I'm not entire sure what could be going. if/when you explode the monolithic fasta to individual loci (https://phyluce.readthedocs.io/en/latest/tutorial-one.html#exploding-the-monolithic-fasta-file), what do the resulting files look like? May be something that's off with formatting.

Ofsm commented 4 years ago

the results of exploding of the monolithic fasta are the ones I wrote above. I'm attaching one of the exploded-fastas file. Seems pretty go for me.

Acantholachesilla-sp.unaligned.fasta.txt

brantfaircloth commented 4 years ago

So you get a lot of loci dropped for too few taxa. First question: have you pulled out data from the monolithic file to see how many individuals you get data for (example) uce-4078?

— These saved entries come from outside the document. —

PR #1755, opened 2026-05-26
fix key generation race in minds

evgunter:
## Problem

The `test-docker-electron` CI job (`test_create_local_docker_workspace_via_electron`) is flaky — it failed **11 of 53** completed runs (~21%) over the last ~60 CI runs, across many branches including `main`. 10 of 11 failures are the same symptom: `page.wait_for_selector("#create-form")` times out after 10s.

## Root cause

`/create` is a server-rendered page; its handler returns `403 "Not authenticated"` (no `#create-form` in the body) whenever the session cookie fails to verify. So every `#create-form` timeout means `GET /create` came back 403.

`FileAuthStore.get_signing_key` (`auth.py`) generated the cookie signing key lazily on first access with no synchronization. FastAPI dispatches sync route handlers on a threadpool, so on the e2e test's fresh data directory the desktop client's startup burst — the `/authenticate` request plus the `/`, `/_chrome`, and `/welcome` handlers, each of which calls `get_signing_key` — all reached generation concurrently. Two interleavings (both observed in CI logs) broke auth:

- **500 path** (5/11): a thread saw the just-created key file as momentarily empty (the old non-atomic `write_text`) and raised `SigningKeyError` → `/authenticate` returned 500, no cookie set.
- **200 path** (5/11): two threads generated *different* keys and raced to write; last-writer-wins silently invalidated the cookie just signed with the earlier key, so the next request's `verify_session_cookie` failed.

(The 11th failure is a separate, rarer `wait_for_url` post-submit timeout — not addressed here.)

## Fix

`get_signing_key` now:
- reads the existing key on a lock-free fast path;
- serializes first-time generation behind a per-store `threading.Lock` with a double-checked re-read, so concurrent callers converge on one key;
- writes the key via `atomic_write` so a concurrent reader never observes a partial/empty file.

This makes `get_signing_key` correct regardless of call site (so eager startup init is unnecessary; atomic write alone would not fix the divergent-key case).

## Tests

Added `test_get_signing_key_is_consistent_under_concurrent_first_access`, which hammers `get_signing_key` from 32 threads released simultaneously and asserts they all converge on the single persisted key. Verified it reliably **fails** against the old implementation and passes against the fix. All 14 `auth_test.py` tests and all 56 minds ratchets pass locally.


joshalbrecht:
lgtm, thanks for the fix!

PR #1757, opened 2026-05-26
upgrade deps, fix resulting type errors, add test that no deps are younger than 2 weeks (unless explicitly allowed)

evgunter:
the test that no deps are younger than 2 weeks doesn't protect devs from supply chain attacks, but at least it prevents us from republishing anything younger than that. could set a fixed `exclude-newer` date and remember to bump it sometimes instead

---

## Summary

Update the type checker and dependencies (under a supply-chain cooldown), fixing every resulting type error.

- **ty 0.0.24 → 0.0.39.** ty 0.0.39 stopped honoring the bracketed PEP-484 form `# type: ignore[<mypy-code>]`; all such comments were converted to ty's own `# ty: ignore[<ty-rule>]` form.
- **`uv lock --upgrade` under a two-week cooldown** — bumped floating dependencies to the latest versions that have been public for ≥2 weeks. Notable bumps: paramiko 3.5.1→4.0.0, coolname 3.0.0→5.0.0, starlette 0.50→1.0, urwid 3.0→4.0, pydantic 2.12→2.13, cryptography 46→48, typer 0.21→0.25, uvicorn 0.40→0.46.

## Supply-chain cooldown
- `test_no_dependencies_younger_than_two_weeks` (in `test_meta_ratchets.py`) fails if any locked dependency was published within the last two weeks, except deliberately-trusted exemptions.
- uv's static `[tool.uv] exclude-newer` only accepts a **fixed** date (relative durations work only on the `uv lock --exclude-newer` CLI), so the **relative** two-week cutoff is enforced by this (time-relative) test instead. Regenerate a compliant lock with `uv lock --upgrade --exclude-newer "2 weeks"`.
- **Caveat:** this does *not* protect us from a compromise that stays undetected past two weeks, nor shield the first project to lock a fresh release. Its only value is the detection delay before we adopt (and, for runtime deps shipped in our wheels, re-propagate) a release.
- Exemptions: `ty` (dev-only checker, never in a published wheel; pinned to latest 0.0.39) and `modal` (explicitly pinned `==1.4.3`).
- A side effect of the cooldown: `wsgidav` stays 4.3.3 (4.3.4 is <2 weeks and adds a `bcrypt<5` cap + `passlib` dep), so **bcrypt stays at 5.0**.

## Dependency-resolution notes
- paramiko caps at 4.0.0: the latest `pyinfra` (3.8.0) requires `paramiko<5`, so 5.0.0 is blocked upstream regardless of the cooldown.
- `supertokens-python` floor raised to `>=0.31.3` so the resolver keeps the latest auth library instead of backtracking to 0.30.3 (which would cap `aiosmtplib<4`). Keeps `aiosmtplib` at 5.x.
- `pyinfra` 3.8.0 adds **`types-paramiko`** transitively, whose stubs make ty type-check paramiko usage for the first time (errors fixed below).

## Type fixes (real fixes preferred over suppression)
- `concurrency_group`: accumulate a typed `list[Exception]` on the exit path (behavior unchanged).
- `minds`: `_resolve_ws_name_and_account` returns `list[AccountSession]` (`list` is invariant, so `list[object]` was rejected).
- `mngr` name_generator: annotate coolname configs with `CoolnameConfigT` (coolname 5.0 widened the config type).
- `mngr` outer_host: type the paramiko `Transport`/`SFTPClient` helpers; narrow `_put_file*` to `str | IO[bytes]`.
- `mngr` / `resource_guards`: annotate pytest hookwrapper generators' send type as `pluggy.Result[...]` so `outcome.get_result()`/`.excinfo` resolve.
- `resource_guards`: bind the `fixture_uses_resources` TypeVar to a `_NamedCallable` protocol so `func.__name__` type-checks.
- `mngr_kanpan`: `_submit_batch_item` dispatches on command type with a `match` (+ `case _: assert_never`) instead of an isinstance chain, narrowing to `CustomCommand` for the `.command` access.

Suppressions only where intentional: paramiko-private monkeypatch/access, a duck-typed SSH test fake's `get_transport` override, and an urwid `Widget`→`Text` downcast that is always a `Text` by construction.

## Ratchets
- Tightened ratchet violation counts repo-wide to their exact current values via `--inline-snapshot=trim` (test-config only).
- Documented `--inline-snapshot=trim` for tightening counts in `CLAUDE.md`'s Ratchets section.

## Verification
- `uv run ty check`: returncode 0 (only the pre-existing `cel_utils` `possibly-missing-submodule` warning, unchanged from 0.0.24).
- The ty/paramiko/coolname baseline passed full CI green; this revision re-runs full CI for the broader dep set.


CLAUDE.md
```diff
@@ -84,6 +84,8 @@ Only after doing all of the above should you begin writing code.
 
 Each project has a `test_ratchets.py` file containing automated code quality checks ("ratchets"). Each ratchet tracks a count of violations for a specific anti-pattern (e.g. raising built-in exceptions, using monkeypatch.setattr). The count can only stay the same or decrease -- increasing it fails the test. To add or modify ratchets, use `/writing-ratchet-tests`.
 
+When your change *reduces* a ratchet's violations, lock in the improvement by tightening its recorded count: run `uv run pytest --inline-snapshot=trim <path/to/test_ratchets.py>` (scoped to the affected file(s), and without xdist so inline-snapshot stays enabled).
```
evgunter, line 87: flagging

joshalbrecht:
lgtm, though I would prefer a fixed date for exclude-newer in the pyproject.toml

Second, it looks like you're running with trimming turned off... so trimming can't be removing all the data. Are you sure that mafft is installed correctly? I'm not certain what is going on... Do the example data from the tutorial run correctly?

Ofsm commented 4 years ago

for a specific UCE, not yet, I will.

I use mafft and muscle to, both failed. Can I externally align this data (I'm right now using mafft online with the all-taxa-incomplete.fasta)?.. I try to install SATé but seems like the download link is not working anymore.